──────── Dataset entries
PR #268, opened 2018-08-21
Merged tests and visuals

lesleyjanenorton:


controllers/home.js
```diff
@@ -1,15 +1,19 @@
 "use strict";
 
+const TIPS = require("../tips");
+
 
 function home(req, res) {
-  let breach = null;
+  const passwordTips = TIPS.getPasswordTips();
```
groovecoder: Could get rid of the `getPasswordTips` call by doing:

`tips.js`:
```js
const TIPS = [
  {
    "image": ...
  },
  ...
]

module.exports = TIPS
```

And then in `controllers/home.js`:
```js
  res.render("monitor", {
    title: "Firefox Monitor",
    featuredBreach: featuredBreach,
    passwordTips: TIPS, 
  });
```

views/layouts/default.hbs
```diff
@@ -22,31 +21,43 @@
...
-          {{> sign_up_button }}
-        {{/if}}
+      </div>
+      <div class="half">
+        {{> social_media_sharing_buttons}}
       </div>
     </header>
+    
       {{{ body }}}
-
```
groovecoder: this line.

views/layouts/default.hbs
```diff
@@ -22,31 +21,43 @@
...
+          <li><a id="GitHub-logo" href="https://github.com/mozilla/blurts-server/"><img src="/img/github.svg" alt="Github Logo" /></a></li>
+        </ul>
+        <ul class="fourth">
+          <li>Legal</li>
+          <li><a href="https://www.mozilla.org/about/legal/">Terms</a></li>
+          <li><a href="https://www.mozilla.org/privacy/websites/">Privacy</a></li>
+        </ul>
+        <ul class="fourth">
+          <li>Firefox</li>
+          <li><a href="https://www.mozilla.org/firefox/new/">Download Firefox</a></li>
```
groovecoder: We will want to add `utm_*` campaign params to these links.

groovecoder: Eventually.

views/partials/compromised_accounts.hbs
```diff
@@ -1,23 +1,36 @@
...
-{{else}}
-  <h3>Your Compromised Accounts</h3>
-{{/if}}
+
+{{#if foundBreaches}}
+  <div class="compromised-accounts">
+    <div class="section-wrapper">
+      <h3 class="whole section-headline">
+        {{#if userAccountCompromised }}
+          Other Compromised Accounts Found>
```
groovecoder: Stray `>` character?

public/img/password_tips/password-tip-1.svg
```diff
@@ -0,0 +1,35 @@
...
+                                </g>
+                            </g>
+                        </g>
+                    </g>
+                </g>
+            </g>
+        </g>
+    </g>
+</svg>
```
pdehaan: We may be able to shave a few KB by running these through SVGO.

public/img/what_to_do/what-to-do-4.svg
```diff
@@ -0,0 +1,24 @@
...
+                <g transform="translate(722.000000, 98.000000)">
+                    <circle id="Oval" stroke="url(#linearGradient-1)" stroke-width="2" cx="20" cy="20" r="20"></circle>
+                    <text id="1" font-family="FiraSans-Medium, Fira Sans" font-size="20" font-weight="400" fill="#0A84FF">
+                        <tspan x="15" y="26">4</tspan>
+                    </text>
+                </g>
+            </g>
+        </g>
+    </g>
+</svg>
```
pdehaan: All 4 of these SVGs are the same, except for the `<tspan x="15" y="26">4</tspan>` and `<title>4</title>` tags. Not sure if there is a way to pass a variable into an SVG, or set via content via CSS or something.

tips.js
```diff
@@ -0,0 +1,49 @@
...
+      {
+        "image" : "password-tip-6.svg",
+        "alt": "Sign up for alerts from Firefox Monitor.",
+        "headline": "Sign Up for Alerts From<br>Firefox Monitor",
+        "summary": "We'll let you know if your account information is compromised in a data breach or exposed to hackers in some other way.",
+      },
+    ];
+    return allTips;
+  },
+    };
```
pdehaan: Indenting looks "funny" here.

views/layouts/default.hbs
```diff
@@ -1,18 +1,17 @@
 <!DOCTYPE html>
 <html lang="en">
   <head>
+    <link rel="stylesheet" href="https://code.cdn.mozilla.net/fonts/fira.css">
+    <link rel="stylesheet" href="/css/app.css">
     <meta charset="utf-8" />
```
pdehaan: nit: `<meta charset="utf-8" />` should come first.

views/layouts/default.hbs
lesleyjanenorton: It never gets old

views/partials/compromised_accounts.hbs
lesleyjanenorton: Homeless as all get out.

views/layouts/default.hbs
```diff
@@ -1,18 +1,17 @@
...
     <meta name="viewport" content="width=device-width, initial-scale=1.0, viewport-fit=cover" />
     <meta name="description" content="Firefox Monitor notifies users when their credentials have possibly been leaked or stolen in a data breach. Powered by haveibeenpwned.com." />
     <meta property="og:title" content="Firefox Monitor" />
-    <meta name="twitter:title" content="Firefox Monitor" />
     <meta property="og:description" content="Protect yourself from hackers." />
-    <meta name="twitter:description" content="Protect yourself from hackers." />
-    <meta property="og:url" content="https://monitor.firefox.com" />
-    <meta property="og:image" content="https://monitor.firefox.com/img/firefox-share.png" />
+    <meta property="og:url" content="https://fx-breach-alerts.herokuapp.com/" />
+    <meta property="og:image" content="/img/firefox-share.png" />
```
pdehaan: I _think_ these need to be absolute URLs for when Twitter/Facebook scrapes the content and tries to embed it in a Card.

It'd be nice if we could specify some base URL via an env variable (like the `og:url`) and just use that as the prefix.

views/layouts/default.hbs
```diff
@@ -22,31 +21,43 @@
...
+          <li>Legal</li>
+          <li><a href="https://www.mozilla.org/about/legal/">Terms</a></li>
+          <li><a href="https://www.mozilla.org/privacy/websites/">Privacy</a></li>
+        </ul>
+        <ul class="fourth">
+          <li>Firefox</li>
+          <li><a href="https://www.mozilla.org/firefox/new/">Download Firefox</a></li>
+          <li><a href="https://www.mozilla.org/firefox/mobile/">Download Firefox Mobile</a></li>
+          <li><a href="https://www.mozilla.org/firefox/features/">Features</a></li>
+          <li><a href="https://www.mozilla.org/en-US/firefox/channel/desktop/">Beta, Nightly, Developer Edition</a></li>
```
pdehaan: nit: remove the "/en-US/" for better auto-detecting locale support.

views/monitor.hbs
```diff
@@ -2,25 +2,23 @@
...
   <div class="section-wrapper">
     <div class="half">
-      <div class="banner-content">
-        {{#if breach }}
-          {{> banner_breach }}
-        {{ else }}
-          {{> protect_yourself }}
+      <h2 class="section-headline">Protect yourself from hackers.<br />Start here.</h2>
+        {{#if featuredBreach }}
+          <p class="demi">See if your account was exposed in the <span class="bold">{{ featuredBreach.Name }}</span> breach or other data breaches.</p>
```
pdehaan: Should this be `featuredBreach.Title` (instead of `.Name`)?

views/layouts/default.hbs
```diff
@@ -1,18 +1,17 @@
...
   <head>
+    <link rel="stylesheet" href="https://code.cdn.mozilla.net/fonts/fira.css">
+    <link rel="stylesheet" href="/css/app.css">
     <meta charset="utf-8" />
     <meta name="viewport" content="width=device-width, initial-scale=1.0, viewport-fit=cover" />
     <meta name="description" content="Firefox Monitor notifies users when their credentials have possibly been leaked or stolen in a data breach. Powered by haveibeenpwned.com." />
     <meta property="og:title" content="Firefox Monitor" />
-    <meta name="twitter:title" content="Firefox Monitor" />
     <meta property="og:description" content="Protect yourself from hackers." />
-    <meta name="twitter:description" content="Protect yourself from hackers." />
```
pdehaan: WHy did we lose the `twitter:description`?

views/partials/compromised_accounts.hbs
```diff
@@ -1,23 +1,36 @@
...
-{{else}}
-  <h3>Your Compromised Accounts</h3>
-{{/if}}
+
+{{#if foundBreaches}}
+  <div class="compromised-accounts">
+    <div class="section-wrapper">
+      <h3 class="whole section-headline">
+        {{#if userAccountCompromised }}
+          Other Compromised Accounts Founds
```
pdehaan: "Founds" sounds exotic. Probably should be singular.

views/partials/featured_breach.hbs
```diff
@@ -0,0 +1,15 @@
+{{#if featuredBreach }}
+  <div class="account">
+    <div id="breach-title-wrapper">
+      <div class="image-wrap">
+        <img alt="{{ featuredBreach.Name }}" src="img/logos/{{ featuredBreach.Name }}.{{ featuredBreach.LogoType }}">
+      </div>
+      <span class="breach-headline">{{ featuredBreach.Name }} Breach</span>
```
pdehaan: Should this be `.Name` or `.Title`?

Actually, looking at ./views/partials/breach_listing.hbs (from a few files up), it seems like we do have a few inconsistencies betweenst that partial and this partial:

https://github.com/mozilla/blurts-server/blob/ea4947b4f4a0a5237f1e43267659a5565fad8227/views/partials/breach_listing.hbs#L1-L11

Note that we have stuff like `<span class="medium">Breach date:</span>` vs `<span class="bold">Breach Date</span>`:

```html
<span class="breach-info"><span class="medium">Breach date:</span> {{prettyDate BreachDate }}</span>
```

vs 

```html
<span class="breach-info"><span class="bold">Breach Date</span> {{prettyDate featuredBreach.BreachDate }}</span>
```

controllers/home.js
```diff
@@ -13,7 +12,7 @@ function home(req, res) {
   res.render("monitor", {
     title: "Firefox Monitor",
     featuredBreach: featuredBreach,
-    passwordTips: passwordTips,
+    passwordTips: TIPS,
```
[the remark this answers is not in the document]
lesleyjanenorton: yeah that would probably help things

views/partials/scan_results_blurb.hbs
```diff
@@ -0,0 +1,7 @@
+{{#if foundBreaches }}
+    <p>Your email address appears in our list of compromised accounts. Keep scrolling to see the publicly available breached accounts associated with the email you scanned and subscribe to Firefox Monitor for a full report including sensitive breaches, tips on protecting your accounts, and alerts if your account is compromised in the future.   </p>
```
pdehaan: Super-ultra bonus nit: remove the empty spaces before the closing `</p>` tag.

views/partials/sign_up_banner.hbs
```diff
@@ -0,0 +1,14 @@
+<div id="sign-up-banner">
+  <div class="section-wrapper">
+    <div class="fourth subscribe-icon-wrapper">
+      <img src="img/subscribe-icon.svg" />
+    </div>
+    <div class="half">
+      <span class="medium">Subscribe to Firefox Monitor</span>
+      <p class="demi">Subscribe to Firefox Monitor for a full report on your compromised accounts (including sensitive sites and spam lists).</p>
```
pdehaan: Do we include sensitive sites and spam lists? Or not on the site and only if you subscribe?

views/partials/social_media_sharing_buttons.hbs
```diff
@@ -1,13 +1,12 @@
...
-  </li>
-  <li>
-   <img src="/img/social_media_icons/facebook.svg" />
+    <img class="facebook-button" alt="Share Firefox Monitor on Facebook" src="/img/social_media_icons/social-facebook.svg" />
+    Share
   </li>
   <li>
-    <a href="mailto:?&subject=Firefox%20Monitor%20%3A%20Protect%20Your%20Data&body=Firefox%20Monitor%20%3A%20Get%20Michelle%20to%20whip%20up%20a%20blurb%20about%20Firefox%20Monitor%20that%20goes%20here%3F%20%0A%0Ahttps%3A%2F%2Fmonitor.firefox.com/" target="_blank" rel="noopener noreferrer" aria-label="Email"><img src="/img/social_media_icons/mail.svg" /></a>
+    <a class="twitter-share-button" href="https://twitter.com/intent/tweet?text=Find%20out%20if%20your%20email%20addresses%20have%20been%20hacked%20at%20https://monitor.firefox.com.">
+      <img alt="Share Firefox Monitor on Twitter" src="/img/social_media_icons/social-twitter.svg" />
```
pdehaan: Why does the Facebook image have a `class="facebook-button"` but the Twitter image doesnt need a custom class?

views/partials/compromised_accounts.hbs
```diff
@@ -1,23 +1,36 @@
...
+          {{#each_from_to foundBreaches 4 foundBreaches.length }}
+            <div class="half listings">
+              {{> breach_listing }}
+            </div>
+          {{/each_from_to}}
+        </div>
+          <button id="show-additional-breaches" class="button transparent-button">Show Additional Breaches</button>
+        {{> hibp_attribution }}
+      {{/if_conditional}}
+    </div><!--coses .section-wrapper-->
```
pdehaan: typo "closes"

views/partials/sign_up_banner.hbs
groovecoder: We don't show the sensitive breaches. We can include them in the "Welcome to Firefox Monitor" email.

views/layouts/default.hbs
groovecoder: We can do this (and the upcoming `STATIC_URL_HOST`) like so:

`server.js`:
```js
app.locals.SERVER_URL = AppConstants.SERVER_URL;
```

And then in `default.hbs`:
```html
<meta content="{{ SERVER_URL }}" />
```

public/img/what_to_do/what-to-do-4.svg
lesleyjanenorton: We could! So we could do to the 'What To Do' steps what was done to the 'Password Advice' Tips and pass a variable to one cleaned up inline SVG. I am not aware of a way to style SVGs that are embedded with  tags from the CSS though.

views/partials/compromised_accounts.hbs
lesleyjanenorton: I sware I can spel.

pdehaan:
I'll propose we should probably never use `{{ Name }}` in any user facing place for the .HBS templates and should only use `{{ Title }}`.

I think we're already doing this in most places already, so if that sounds reasonable, it should be an easy fix:

Current status: <kbd>$ git grep "Name }}"</kbd>:

```
views/monitor.hbs:          <p class="demi">See if your account was exposed in the <span class="bold">{{ featuredBreach.Name }}</span> breach or other data breaches.</p>
views/partials/breach_listing.hbs:        <img alt="{{ Name }}" src="img/logos/{{ Name }}.{{ LogoType }}" />
views/partials/featured_breach.hbs:        <img alt="{{ featuredBreach.Name }}" src="img/logos/{{ featuredBreach.Name }}.{{ featuredBreach.LogoType }}">
views/partials/featured_breach.hbs:      <span class="breach-headline">{{ featuredBreach.Name }} Breach</span>
views/partials/scan_form.hbs:      <input id="featured" type="hidden" name="featuredBreach" value="{{ featuredBreach.Name }}"/>
```

- views/monitor.hbs &mdash; should be changed to `{{ featuredBreach.Title }}`
- views/partials/breach_listing.hbs &mdash; `alt=""` tag should be changed to `alt="{{ Title }}"`.
- views/partials/featured_breach.hbs &mdash; `alt` tag should be changed to `alt="{{ featuredBreach.Title }}"`. The `<span>` inner text should be changed to `{{ featuredBreach.Title }}</span>` (removing the "Breach" text, for consistency).
- views/partials/scan_form.hbs &mdash; This seems fair, given that it is a hidden form field and not user facing in any way.

controllers/scan.js
```diff
@@ -2,16 +2,18 @@
 
 const sha1 = require("../sha1-utils");
 const HIBP = require("../hibp");
+const TIPS = require("../tips");
```
pdehaan: Why not just import this as `passwordTips`? Bonus points, you could then use object shorthand syntax below (if you wanted).

controllers/home.js
```diff
@@ -1,15 +1,18 @@
...
+const TIPS = require("../tips");
+
 
 function home(req, res) {
-  let breach = null;
+  let featuredBreach = null;
   if (req.query.breach) {
     const reqBreachName = req.query.breach.toLowerCase();
-    breach = req.app.locals.breaches.filter(breach => breach.Name.toLowerCase() === reqBreachName)[0];
+    featuredBreach = req.app.locals.breaches.filter(breach => breach.Name.toLowerCase() === reqBreachName)[0];
```
pdehaan: Should this use `.find()` a la https://github.com/mozilla/blurts-server/blob/5cb8a1cc8467dd45b0201c05b2729184fcfad2cf/controllers/hibp.js#L12

controllers/scan.js
```diff
@@ -21,27 +23,33 @@ async function post (req, res) {
   });
 
   if (req.body.featuredBreach) {
-    let featuredBreach = req.body.featuredBreach;
-    if(foundBreaches.filter(breach => breach.Name === featuredBreach).length > 0) {
-      featuredBreach = foundBreaches.filter(breach => breach.Name === featuredBreach);
+    featuredBreach = req.app.locals.breaches.filter(breach => breach.Name.toLowerCase() === req.body.featuredBreach.toLowerCase())[0];
```
pdehaan: Same as above? Should we use `.find()`?

https://github.com/mozilla/blurts-server/blob/5cb8a1cc8467dd45b0201c05b2729184fcfad2cf/controllers/hibp.js#L12

pdehaan: I mean... if we're using this pattern in at least 3-4 places, we should probably consider turning it into a helper somewhere. Like `req.app.locals.getBreach(req.body.featuredBreach)`

public/img/what_to_do/what-to-do-4.svg
groovecoder: I pulled this off in 88cc010e17ba3b56383274446dd5a8093802cd4c by creating a handlebars partial - `what_to_do_svg.hbs` - that accepts a `number` argument and renders the SVG inline with the appropriate number.

Goodbye 4 duplicate images!

views/partials/sign_up_banner.hbs
pdehaan: OK, so we'd include past sensitive breaches in the welcome email, and then email them in near-real-time on future sensitive breaches (but still never show them on the site)?

public/img/what_to_do/what-to-do-4.svg
pdehaan: Currently lost in the abyss of https://www.w3.org/TR/SVGParamPrimer/ and trying to figure out if that's a real thing.

Not to say your solution isn't beautiful (if not SVG verbose in the HTML markup), but something like this seems fancy: `<object type="image/svg+xml" data="what_to_do.svg?number=1" />`

Of course, with great fanciness probably comes limited browser support.

groovecoder: It looks like `<object data="what_to_do.svg?number=1" />` would trigger the same HTTP requests that `` tags do. The nice thing about the inline SVG approach is it cuts out the HTTP requests, and the "bloat" of the SVG-in-HTML is hidden by the handlebars partials.

views/partials/social_media_sharing_buttons.hbs
lesleyjanenorton: Because of it's shape and proximity to the Twitter logo. It required especial margining to appear evenly spaced from the 'Share.'

pdehaan: So are you saying the design will break if we add another logo or reorder the logos?

Should we just add some margining to the "Share" text instead?

controllers/scan.js
```diff
@@ -2,46 +2,57 @@
 
 const sha1 = require("../sha1-utils");
 const HIBP = require("../hibp");
+const TIPS = require("../tips");
 
 
 async function post (req, res) {
   const emailHash = req.body.emailHash;
+  const whatToDo = "4";
```
pdehaan: What does this do? I see we seem to be passing it to "scan.hbs" (L46 and L55 below), but I'm not seeing how/where it's _consumed_, and why it's a numbery string (or stringy number, if you prefer).

views/partials/social_media_sharing_buttons.hbs
lesleyjanenorton: No it should look totally fine to add icons + text to either side. The images in that ul are set to margin-right: 8px, with a special case being made for the facebook logo since it's much narrower. We could instead add the spacing to the words ('Share', 'Tweet') but we'd have to wrap them in a <span> tag or something first since they're in <li> or <li><a> tags alongside the icons.

controllers/scan.js
lesleyjanenorton: hahaha it's a relic from when you first mentioned passing variables to svgs. removing!

views/partials/featured_breach.hbs
```diff
@@ -2,13 +2,13 @@
   <div class="account">
     <div id="breach-title-wrapper">
       <div class="image-wrap">
-        <img alt="{{ featuredBreach.Name }}" src="img/logos/{{ featuredBreach.Name }}.{{ featuredBreach.LogoType }}">
+        <img alt="{{ featuredBreach.Title }}" src="img/logos/{{ featuredBreach.Title }}.{{ featuredBreach.LogoType }}">
```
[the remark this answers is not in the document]
lesleyjanenorton: yes and yes and yes.

views/partials/what_to_do_svg.hbs
```diff
@@ -0,0 +1,19 @@
+<svg role="img" width="42px" height="42px" viewBox="0 0 42 42" aria-labelledby="title" version="1.1" xmlns="http://www.w3.org/2000/svg" xmlns:xlink="http://www.w3.org/1999/xlink">
+  <title>{{tip_title}}</title>
```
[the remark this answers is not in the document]
lesleyjanenorton: By some miracle or magic it passes itself from one template to the next.

controllers/scan.js
pdehaan: Actually, this is what I was thinking, possibly in HIBP.js:

```js
app.locals.getBreach = (name) => breaches.find(breach => breach.Name.toLowerCase() === name.toLowerCase());
```

Then to consume it, it'd just be the `req.app.locals.getBreach(req.body.featuredBreach);` (or whatever).
But now that I type that out, I'm wondering if a lookup is the best solution, or if `app.locals.breaches` should be a `Map()` so we could just do `app.locals.breaches.has(req.body.featuredBreach)` or `app.locals.breaches.get(reqBreachName)` instead of having to loop.

```sh
$ git grep "app.locals.breaches."

controllers/hibp.js:  const breach = req.app.locals.breaches.find(breach => breach.Name.toLowerCase() === reqBreachName);
controllers/home.js:    featuredBreach = req.app.locals.breaches.filter(breach => breach.Name.toLowerCase() === reqBreachName)[0];
controllers/scan.js:  let foundBreaches = await HIBP.getBreachesForEmail(emailHash, req.app.locals.breaches);
controllers/scan.js:    featuredBreach = req.app.locals.breaches.find(breach => breach.Name.toLowerCase() === req.body.featuredBreach.toLowerCase());
hibp.js:      app.locals.breaches = breaches;
```

Or maybe that's just getting silly.

views/partials/sign_up_banner.hbs
groovecoder: Correct.

views/partials/what_to_do_svg.hbs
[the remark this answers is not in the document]
groovecoder: Partials inherit the context from which they are included. When this is included in the `{{#each passwordTips }}` block of `tips.hbs`, it inherits the individual tip context, so it can render its properties.

groovecoder:
Let's file a follow-up for using `Title` everywhere.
────────────────
Review the entries above and return every line where "BreachDate" appears.

* _Exercise result_:
<span class="breach-info"><span class="medium">Breach date:</span> {{prettyDate BreachDate }}</span>
<span class="breach-info"><span class="bold">Breach Date</span> {{prettyDate featuredBreach.BreachDate }}</span>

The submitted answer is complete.